El Consejo General de Hermandades y Cofradías ha presentado, en un acto celebrado en la sede central de la Caja Rural del Sur, el cartel de la Semana Santa de Sevilla de 2019. Es una obra hiperrealista del pintor Fernando Vaquero, apoyada en un modélico equilibrio entre el ayer y el hoy,  que hace mirar a la Semana Santa de siempre, pero contemplada en la actualidad.

La impronta del cartel, su motivo general, es una Piedad. Pero a poco que se percibe esa primera impresión, se van identificando sucesivamente los elementos compositivos de una iconografía que el cofrade sevillano va localizando, como si le hubiesen puesto por delante adivinanzas, como si se tratase de una gymcana pictórica, en la que ir descubriendo que todo resulta familiar, una Semana Santa eterna que abrir el Domingo de Ramos con envoltorio de 2019.


Son sus figuras centrales  -y fundamentales- las imágenes del Santísimo Cristo de la Caridad en su Traslado al Sepulcro (de la Hermandad de Santa Marta) y Nuestra Señora de la Quinta Angustia. El Cristo yacente se ofrece por Fernando Vaquero en su estado absolutamente natural como talla esculpida, recogiendo su anatomía con total fidelidad  -y realidad-  a Luis Ortega Bru. La Virgen de la Quinta Angustia, sin embargo, parece llegar desde las viejas estampas piadosas que se inspiraban en las grandes obras de arte. Su rostrillo evoca el estilo hebreo, está casi convertida a la vestimenta samaritana de las dolorosas sevillanas. Tiene incluso un cierto aire cinematográfico propio de Zeffirelli en “Jesús de Nazaret. Su tocado azul es una afortunada complicidad y mimetismo con Murillo en los mantos de sus inmaculadas. Y está coronada, a manera de diadema, como la Piedad del Baratillo, por el nombre de Sevilla. Lo que llega a ser de un enorme simbolismo, presagio de la coronación canónica de la Virgen de los Ángeles.

Tras el Cristo y la Virgen, el dúo principal lumínicamente considerado en el cartel, aparece San Juan, discreto desde una prudente zona sombría, parte del total más oscuro y grave de la dramática escena en el Calvario. Es la imagen que tallara Benito Hita del Castillo para acompañar a La Amargura, seguramente la escultura sobre San Juan más característica y señera de la Semana Santa de Sevilla, la que protagoniza un diálogo tal con la Virgen que llevó al pregonero Francisco J. Vázquez Perea a llamar al paso de La Amargura “ese paso de palio de misterio”.

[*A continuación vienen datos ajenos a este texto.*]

PR #1928, opened 2026-07-15
fix(ui): keep branch header pill content-sized in fluid layouts

mistercrunch:
## Root cause

#1889 (`546a55b7`) introduced a `fluid` mode on `BranchHeaderPill` to keep its action buttons visible when branch names are long, but implemented it with `width: '100%'` on the outer `Tag` — so the pill always stretches across the row, even with short content. Both call sites that pass `fluid` (the conversation header in `SessionPanelContent` and the Assistant/Teammate left panel in `BoardTeammatePanel`) also wrap the pill in `Flex vertical`, whose default cross-axis stretch widens it further.

The same PR's env sub-pill spinner used `<Spin size="small" style={{ fontSize: 11 }} />` — the default dot indicator ignores `fontSize` (it's fixed at 14px for `small`) and its inner icon sits on the pill's inherited 22px line-height baseline, so it rendered oversized and vertically off relative to the sibling status icons.

## Fix

- `fluid` now means "cap at the available row width": `maxWidth: '100%'` + `minWidth: 0` instead of `width: '100%'`, keeping `display: inline-flex` so the pill stays content-sized. The identity section still ellipsizes before the action sections shrink, so #1889's original goal (actions always visible) is preserved.
- Both `Flex vertical` wrappers get `align="flex-start"` (public AntD prop) so children no longer stretch to the column width.
- The starting/stopping spinner uses Spin's public `indicator` API with `LoadingOutlined spin` sized like the sibling status icons (11px), plus the same inline-flex centering `EnvironmentPill` already uses. Colors stay token-driven (Spin default = `colorPrimary`).

## Tests & checks

- Updated the fluid sizing contract test: asserts `maxWidth: 100%` / `minWidth: 0` / `inline-flex` and that no `width` is set; truncation, tooltip triggers, and narrow action-button assertions unchanged.
- New regression test for the spinner: semantic `LoadingOutlined` indicator (`anticon-spin`), 11px sizing, and centered (non-baseline) wrapper.
- `pnpm test BranchHeaderPill BoardTeammatePanel SessionPanelContent SessionPanel` — 14 files, 78 tests passed.
- Biome check on touched files — clean.
- `pnpm typecheck` (agor-ui) — clean.

### DIFF
--- a/apps/agor-ui/src/components/BoardTeammatePanel/BoardTeammatePanel.teammate.test.tsx
+++ b/apps/agor-ui/src/components/BoardTeammatePanel/BoardTeammatePanel.teammate.test.tsx
@@ -13,8 +13,8 @@ vi.mock('../BranchCard', () => ({
 }));
 
 vi.mock('../BranchHeaderPill', () => ({
-  BranchHeaderPill: ({ fluid }: { fluid?: boolean }) => (
-    <div data-testid="branch-header-pill" data-fluid={String(fluid)} />
+  BranchHeaderPill: ({ truncateToFit }: { truncateToFit?: boolean }) => (
+    <div data-testid="branch-header-pill" data-truncate-to-fit={String(truncateToFit)} />
   ),
 }));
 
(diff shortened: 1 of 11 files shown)


mistercrunch:
Follow-up per review: the issue/PR/created-by link pills now flow **inline after** the branch pill (single wrapping `Flex` row) instead of a stacked second row — same line when there's room, wrapping below otherwise. Applies to both the conversation header and the teammate panel.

El sudario sobre el que la Quinta Angustia recibe el cadáver del Señor es pictóricamente perfecto. Vaquero es un experto en telas. Y una de ellas, al vuelo sobre el travesaño de la cruz, parece haberla ejecutado con la gubia de Ruiz de Gijón en el paño de respeto del Cachorro. El cartel cobra aquí, en reunión congruente y airosa con el manto de la Virgen, un gran sentido evangélico, testimoniando el momento en el que se produjo un temblor, tormenta, y se rasgó en dos el velo del templo.

Los pies del Cristo, cruzados, vienen a caer sobre la túnica nazarena de La Amargura, indudable por su singular escudo, el de la cruz de la Orden de Malta, el que ha propiciado carteles y fotografías clásicas sobre los tramos de una cofradía que es canon de toda una Semana Santa como la de Sevilla, ese escudo que ahora de nuevo  -como un gran recurso estético infalible- se posa sobre la blancura del hábito nazareno que logra no interrumpir la del sudario, como un sereno recuerdo de la forma de enterrarse tantos sevillanos.

En la parte inferior y al fondo, como si Vaquero hubiera situado la lejanía histórica de la Semana Santa sevillana, se divisa la Cruz del Campo, la llamada del Humilladero, con flagelantes, levantando acta pictórica de los orígenes, florecidos hasta hoy bajo la mano del Cristo, como lo hace en su paso con la rosa de Iñaki Gabilondo.

Por último, la zona terminal de la base de esta grandiosa obra contiene el título Semana Santa 2019, con la fina paralela de una inscripción: “Oh vosotros los que atravesáis el camino, mirad y ved si hay un dolor semejante al mío”.